Por primera vez en un juicio de lesa humanidad en Mendoza se abordó el “Operativo antijesuita”, que persiguió a estudiantes y militantes que colaboraban con el padre Macuca Llorens en el Barrio San Martín.

El Operativo Antijesuita tuvo como blanco a militantes que trabajaban junto el padre José María “Macuca” Llorens en el barrio San Martín. En esa barriada el sacerdore comenzó a trabajar en 1958, cuando aún no existía el movimiento de curas tercermundistas. De un basural el padre levantó un barrio obrero con la ayuda de estudiantes, militantes y vecinos.

En 1972 resumió su experiencia en un libro reeditado en 2018: “Opción fuera de la ley”. Llorens cuenta en su libro: “… y así aprendimos lo que era vivir fuera de la ley. Lo que no se pudo hacer de día se hizo de noche. Así por tres años se fue “robando” la luz, el agua, arreglo de calles, reparto de lotes, sin aprobación de la ley. Presentí que una ley que alcanza a pocos es injusta: no obliga. Y que ya se están dando las circunstancias para una nueva ley, que obligará, porque alcanzará en justicia para todos”.

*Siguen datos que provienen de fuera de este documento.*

PR #133, opened 2021-04-13
on re-render, set value of dropdown to "", or initial

piyalbasu:
https://user-images.githubusercontent.com/6789586/114484752-c5e08900-9bd8-11eb-9b49-5518989012bf.mov

### DIFF
--- a/src/components/BalanceRow.tsx
+++ b/src/components/BalanceRow.tsx
@@ -81,6 +81,7 @@ export const BalanceRow = ({
               id={`${assetString}-actions`}
               onChange={(e) => onAction(e.target.value, asset)}
               disabled={disabled}
+              value=""
             >
               <option value="">Select action</option>
               {!isUntrusted && (
--- a/src/components/BalanceRow.tsx
+++ b/src/components/BalanceRow.tsx
@@ -1,4 +1,4 @@
-import { ReactNode } from "react";
+import React, { ReactNode, useEffect, useState } from "react";
 import { Select } from "@stellar/design-system";
 import { TextLink } from "components/TextLink";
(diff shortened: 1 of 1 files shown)


src/components/BalanceRow.tsx
```diff
@@ -81,6 +81,7 @@ export const BalanceRow = ({
               id={`${assetString}-actions`}
               onChange={(e) => onAction(e.target.value, asset)}
               disabled={disabled}
+              value=""
```
piyalbasu, line 84: I acknowledge this is very simplistic :D , but if we only care about this dropdown defaulting to the initial value on re-render, this will do the trick. 

I *could* save the dropdown's state and then update after `onAssetAction`'s completion, but that seems like overkill as this appears to be work for all the use cases I tried. Am I missing a scenario where we would need the added flexibility of saving in state?

quietbits: We might want to check with the Product if this is acceptable because in this case user will never see the action selected (re-render happens when we show the modal).

image

quietbits: 🤔 Maybe we could reset the value only when it is not `isActive`.

piyalbasu: Ah good catch - I knew the dropdown was resetting when we show the modal, but on my screen the modal was always covering the dropdown. I'll put in a better fix!

shanzzam: That is the desired behavior. Thanks for pointing that out @quietbits.

piyalbasu:
Updated to maintain dropdown value until modal is dismissed
Screen Shot 2021-04-13 at 12 56 11 PM

quietbits (approved):
🎉

PR #134, opened 2021-04-15
add standard SDF metrics handling and landing page tracking

piyalbasu:


src/constants/metricNames.ts
```diff
@@ -0,0 +1,3 @@
+export const METRIC_NAMES = {
+  viewHome: "loaded screen: home",
```
piyalbasu, line 2: @shanzzam Let me know if you would like to change this label! This is the event name that will show up in Amplitude

src/helpers/metrics.ts
```diff
@@ -0,0 +1,64 @@
+import throttle from "lodash/throttle";
```
piyalbasu, line 1: this is lifted from Freighter/Laboratory, which each have almost this exact code. I think it's best to keep this project in parity with our other tools.

@quietbits this is a prime example of something that can go into the shared "helpers" repo we've been talking about :D

src/pages/Landing.tsx
```diff
@@ -26,6 +28,10 @@ export const Landing = () => {
   const location = useLocation();
   const history = useHistory();
 
+  useEffect(() => {
+    emitMetric(METRIC_NAMES.viewHome);
+  }, []);
+
```
piyalbasu, line 34: Carl created a custom middleware in Freighter that automatically emits an event on routing. Might be nice to do something similar in a future iteration

src/constants/metricNames.ts
shanzzam: This is fine. I guess as there's only one page we're ever tracking this works! We can add metrics for how the rest of the content is accessed via keypair selection later.

quietbits (approved):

Entre el 8 de junio y el 16 de septiembre de 1976, ocho personas fueron secuestradas y continúan desaparecidas: María Leonor Mércuri, María Inés Correa Llano, Carlos Jakowczyk, María Cristina Lillo, Zulma Pura Zingaretti, Mercedes Salvadora Vega, Rafael Olivera y Nora Rodríguez Jurado. Todas tenían en común haber participado con “Macuca” Llorens de la militancia social en el naciente barrio San Martín.

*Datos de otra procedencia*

PR #135, opened 2021-04-15
init Sentry and capture error strings when logged

piyalbasu:
We can continue to tune our level of error capturing in the future releases. This seems solid for a v1

### DIFF
--- a/src/ducks/sendPayment.ts
+++ b/src/ducks/sendPayment.ts
@@ -1,9 +1,9 @@
 import { createAsyncThunk, createSlice } from "@reduxjs/toolkit";
 import { Horizon } from "stellar-sdk";
-import { captureException as sentryCaptureException } from "@sentry/browser";
 import { RootState } from "config/store";
 import { settingsSelector } from "ducks/settings";
 import { getErrorString } from "helpers/getErrorString";
+import { log } from "helpers/log";
 import { submitPaymentTransaction } from "methods/submitPaymentTransaction";
 import {
   ActionStatus,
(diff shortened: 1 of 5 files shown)


src/helpers/log.ts
```diff
@@ -59,6 +60,7 @@ export const log = {
   },
 
   error: ({ title, body = "" }: { title: string; body?: string | object }) => {
+    sentryCaptureMessage(title);
```
piyalbasu, line 63: @quietbits has done a great hob making sure thrown errors eventually bubble up to this logging method, so let's just capture everything here

src/ducks/sendPayment.ts
```diff
@@ -28,6 +29,7 @@ export const sendPaymentAction = createAsyncThunk<
         isPubnet: pubnet,
       });
     } catch (error) {
+      sentryCaptureException(error);
```
piyalbasu, line 32: this is the only spot I found where an error would not be caught by the logger

quietbits: I think it might be because we are logging the error on the UI side. 🤔 Can't think of any other reason.

quietbits (approved):
🎉

src/ducks/sendPayment.ts
quietbits: Actually, I just tested it and the error wasn't logged. @piyalbasu Could you please add it here? Then we can remove the Sentry from here. It was an oversight on my part for missing it here. 😬

PR #138, opened 2021-04-21
Support localhost home domain override

quietbits:


src/helpers/searchKeyPairStringToArray.ts
```diff
@@ -16,7 +17,7 @@ export const searchKeyPairStringToArray = (
     const values = paramArr
       .splice(1, paramArr.length - 1)
       .reduce((paramRes, val) => {
-        const [key, value] = val.split(":");
+        const [key, value] = val.split(URL_KEY_PAIR_SEPARATOR_CHAR);
```
JakeUrban, line 20: `URL_KEY_PAIR_SEPARATOR_CHAR` is set to `>`, but the previously used value is `:`.

I think `URL_KEY_PAIR_SEPARATOR_CHAR` should be `:` right? I'm looking at the example in the comment on line 4. If not lets update the example.

src/helpers/searchParam.ts
```diff
@@ -107,7 +111,9 @@ const updateKeyPair = ({
     const updatedValuesString = updatedValuesArray.reduce(
       (result: string[], asset) => [
         ...result,
-        `${asset.assetString}:${getKeyPairString(asset)}`,
+        `${asset.assetString}${URL_ITEM_SEPARATOR_CHAR}${getKeyPairString(
```
JakeUrban, line 114: If `asset.assetString` is `<code>:<issuer pub key>`, what does `getKeyPairString(asset)` return, the home domain key and value?

If `asset.assetString` is just `<code>`, then shouldn't we use `URL_KEY_PAIR_SEPARATOR_CHAR`?

src/helpers/normalizeHomeDomainUrl.ts
```diff
@@ -0,0 +1,16 @@
...
+  // default localhost to http instead of https
+  if (_homeDomain.includes("localhost")) {
+    _homeDomain = _homeDomain.startsWith("http")
+      ? _homeDomain
+      : `http://${_homeDomain}`;
+  } else {
+    _homeDomain = _homeDomain.startsWith("http")
+      ? _homeDomain
+      : `https://${_homeDomain}`;
+  }
```
piyalbasu, line 13: I spent a few min coming up with a way to do this in fewer lines, but I honestly think keeping it the way you wrote it is more clear haha

JakeUrban (approved):
One comment and one question. I tested it out and everything works. If the question is resolved then it LGTM 👍

src/helpers/normalizeHomeDomainUrl.ts
piyalbasu: This was the shorter version I came up with, which is actually kind of confusing:
```  
if (!_homeDomain.startsWith("http")) {
    _homeDomain = _homeDomain.includes("localhost") ? `http://${_homeDomain}` : `https://${_homeDomain}` 
  }
```

piyalbasu (approved):

src/helpers/searchKeyPairStringToArray.ts
quietbits: Thanks, will update the comment!

src/helpers/normalizeHomeDomainUrl.ts
quietbits: It's funny, I did exactly the same thing and went with the more clear solution. With simple `if else` there is no question about what is going on.
There are two things ( `localhost` and `.startsWith("http")`) we need to check because provided home domain could have `http(s)` in which case we leave it as is.

src/helpers/searchParam.ts
quietbits: This was actually a bug the way we had it before. The item format is `assetString|key>value`. I'll add a comment with the result we're getting for clarity.

We're building query params back, so the format will be `assetSrting|key>value`, `getKeyPairString(asset)` returns `key>value|key1>value1` pairs string.

JakeUrban (approved):

src/helpers/searchKeyPairStringToArray.ts
shanzzam: @JakeUrban or @quietbits what are the steps to test this locally? I know I need a local instance running but is there a tutorial somewhere that can help me do that? I'm curious to test this although I KNOW @JakeUrban has given it the 💯 approval!

JakeUrban: You would need to have an anchor running locally, its probably easier for one of us to demo this to you.

PR #140, opened 2021-04-22
Adding testnet usage instructions

lydiat:
Rewriting intro to acknowledge launch, adding instructions on how to set up a testnet account

### DIFF
--- a/README.md
+++ b/README.md
@@ -32,7 +32,7 @@ You can use the demo wallet to test Hosted Deposit and Withdrawal (SEP-24) and C
 ### Demo-ing Cross-Border Payments (SEP-31) on Testnet
 1. Follow the steps above in order to establish an amount of SRT to send.
 2. Select “SEP-31 Send” from the dropdown for your SRT asset and click "Start" in the modal.
-3. Enter the requested information (none of it has to be real, this is only to show the fields that the sending anchor requires).
+3. Enter the requested information in the pop-up - none of the info has to be real for this testanchor.stellar.org demo, this is only to show the fields required. When testing another anchor you may need to adhere to their validation requirements.
 4. If the payment has been successfully sent you'll see "SEP-31 send payment completed" in the logs.
 
 ## Getting Started Building A Wallet From This Demo
--- a/README.md
+++ b/README.md
@@ -1,7 +1,7 @@
 # Stellar Demo Wallet
 
-This Stellar Demo Wallet app will soon be the defacto application to use when
-testing anchor services interactively. If you would live to automate testing of
+This Stellar Demo Wallet is our newly rebuilt application for
+interactively testing anchor services. If you would like to automate testing of
 your anchor service, check out the SDF's
 [anchor validation suite](https://github.com/stellar/transfer-server-validator)
 viewable at [anchor-validator.stellar.org](anchor-validator.stellar.org).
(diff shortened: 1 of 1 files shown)


JakeUrban (changes requested):
There are detailed instructions for the `testanchor.stellar.org` SEP-24 flow but not for SEP-31. Can we add that?

quietbits (approved):

lydiat:
> There are detailed instructions for the `testanchor.stellar.org` SEP-24 flow but not for SEP-31. Can we add that?

SEP-31 is right below SEP-24, but is much smaller because it's "do the above stuff and then"

JakeUrban:
@lydiat SEP-31 instructions stop at selecting "Start", but SEP-24's instructions go into detail about how to complete the flow for a transaction with SRT. Can we do the same for SEP-31? Inputting send/receiver information etc.?

README.md
```diff
@@ -10,10 +10,29 @@ This project was originally created for the
...
+3. Click “Add trustline” - this will allow you to hold SRT.
+4. Select “SEP-24 deposit” from the dropdown for your SRT asset and click "Start" in the modal.
+5. You’ll be asked for some KYC info during this - it doesn’t have to be real, but the interface will want a valid email.
+6. Click “Skip confirmation” - skipping it won't be possible in live integrations but helps the process move ahead in the demo.
+7. Enter a number into the amount and click "Submit". 
+8. Leave the window open while you wait to see the deposit of SRT go through - you can close when you see “Status” is complete and you have SRT.
+
+### Demo-ing Cross-Border Payments (SEP-31) on Testnet
+1. Follow the steps above in order to establish an amount of SRT to send.
+2. Select “SEP-31 Send” from the dropdown for your SRT asset and click "Start" in the modal.
```
shanzzam, line 33: May want to note that info in the "Sender and receiver info" modal isn't real, similar to Step 5 in the SEP-24 deposit/withdraw steps above

shanzzam (commented):
Just one note on sender/receiver modal info

lydiat:
Ahh, good point - I'll flesh out the SEP-31 part 👀

README.md
```diff
@@ -10,10 +10,32 @@ This project was originally created for the
...
+5. If your browser doesn't already, make sure it allows pop-ups - this is how the demo wallet requests KYC info. 
+6. Enter your name and email in the pop-up - this information doesn't need to be real, but the interface will want a valid email.
+7. Click “Skip confirmation” - skipping it won't be possible in live integrations but helps the process move ahead in the demo.
+8. Enter a number into the amount and click "Submit". 
+9. Leave the pop-up window open while you wait to see the deposit of SRT go through - you can close when you see “Status” is complete and you have SRT.
+
+### Demo-ing Cross-Border Payments (SEP-31) on Testnet
+1. Follow the steps above in order to establish an amount of SRT to send.
+2. Select “SEP-31 Send” from the dropdown for your SRT asset and click "Start" in the modal.
+3. Enter the requested information (none of it has to be real, this is only to show the fields that the sending anchor requires).
```
JakeUrban, line 35: It doesn't have to be real for our anchor, but it could need to be real data for another anchor. I think we should make this distinction.

JakeUrban (changes requested):

README.md
lydiat: As I was testing I noticed you don't have to enter ANYTHING for testanchor.stellar.org, although you'll get in trouble once it's run without an amount. We should probably at least require those fields to be filled, and validate the email for parity with SEP-24.

JakeUrban (approved):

Católicos persiguiendo a sacerdotes y estudiantes

En el pedido de elevación a juicio -según consta en el sitio Juicios Mendoza, que lleva al día las crónicas-, el Ministerio Público Fiscal contextualizó el desarrollo de tendencias reformistas dentro del catolicismo que se convirtieron progresivamente en una amenaza para el régimen instaurado durante el terrorismo de Estado.

“Pese a pregonar su fe católica, las fuerzas represivas persiguieron a sacerdotes y practicantes comprometidos y comprometidas con “la causa de los humildes”, señaló el MPF.

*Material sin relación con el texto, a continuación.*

PR #147, opened 2021-04-28
SEP-31 support selecting customer types

quietbits:
- Updated `sep31Send` flow to add an extra step for selecting customer type (if there are multiple options available).
- Added `CAN_PROCEED` status to `ActionStatus`, which is similar to `SUCCESS` but happens during the process (`SUCCESS` should happen only once at the end of the process).
- Added `RadioButton` component.
- Added a modal to select sender/receiver types.

image

### DIFF
--- a/src/components/RadioButton/index.tsx
+++ b/src/components/RadioButton/index.tsx
@@ -1,0 +1,14 @@
+import React from "react";
+import "./styles.scss";
+
+interface RadioButtonProps extends React.InputHTMLAttributes<HTMLInputElement> {
+  id: string;
+  label: string;
+}
+
+export const RadioButton = ({ id, label, ...props }: RadioButtonProps) => (
+  <div className="RadioButton">
+    <input type="radio" id={id} {...props} />
+    <label htmlFor={id}>{label}</label>
+  </div>
+);
--- a/src/components/RadioButton/index.tsx
+++ b/src/components/RadioButton/index.tsx
@@ -3,7 +3,7 @@ import "./styles.scss";
 
 interface RadioButtonProps extends React.InputHTMLAttributes<HTMLInputElement> {
   id: string;
-  label: string;
+  label: string | React.ReactNode;
 }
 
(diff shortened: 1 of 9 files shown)


src/components/RadioButton/index.tsx
```diff
@@ -0,0 +1,14 @@
...
+import "./styles.scss";
+
+interface RadioButtonProps extends React.InputHTMLAttributes<HTMLInputElement> {
+  id: string;
+  label: string | React.ReactNode;
+}
+
+export const RadioButton = ({ id, label, ...props }: RadioButtonProps) => (
+  <div className="RadioButton">
+    <input type="radio" id={id} {...props} />
```
JakeUrban, line 11: ❓ Will `{...props}` render with the correct HTML tag syntax?

src/components/Sep31Send.tsx
```diff
@@ -49,76 +84,185 @@ export const Sep31Send = () => {
...
+    event: React.MouseEvent<HTMLButtonElement, MouseEvent>,
+  ) => {
+    setErrorMessage("");
+    const { sender, receiver } = customerTypes;
+    event.preventDefault();
+
+    if (!sender || !receiver) {
+      setErrorMessage("Sender and receiver types are required");
+      return;
+    }
```
JakeUrban, line 113: A receiving anchor could only require KYC for one of the sending & receiving customers, or neither.

JakeUrban (changes requested):
I only found one issue, which is that we need to adjust the UI depending on whether or not the receiving anchor requires KYC for the sender, receiver, or both.

src/components/RadioButton/index.tsx
quietbits: Yes, all the native input props will render correctly (name, value, etc).

src/components/Sep31Send.tsx
quietbits: I'll add better validation 👍

JakeUrban (approved):
LGTM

Las tensiones generacionales al interior de la jerarquía eclesiástica eran evidentes: curas jóvenes progresistas, en contacto con la pobreza y la lucha social, alentaban la organización de los sectores más postergados de la sociedad con claras consecuencias políticas.

“Unir a los pobres es subversión”

En la audiencia se recordó el interrogatorio de Orlando Yorio, sacerdote jesuita secuestrado en la Escuela de Mecánica de la Armada en marzo de 1976, que da cuenta de visión del aparato represivo: “Vos no sos un guerrillero (…) pero vos no te diste cuenta que al irte a vivir allí, en la villa, unís a la gente, unís a los pobres y unir a los pobres es subversión”, le dijo el torturador.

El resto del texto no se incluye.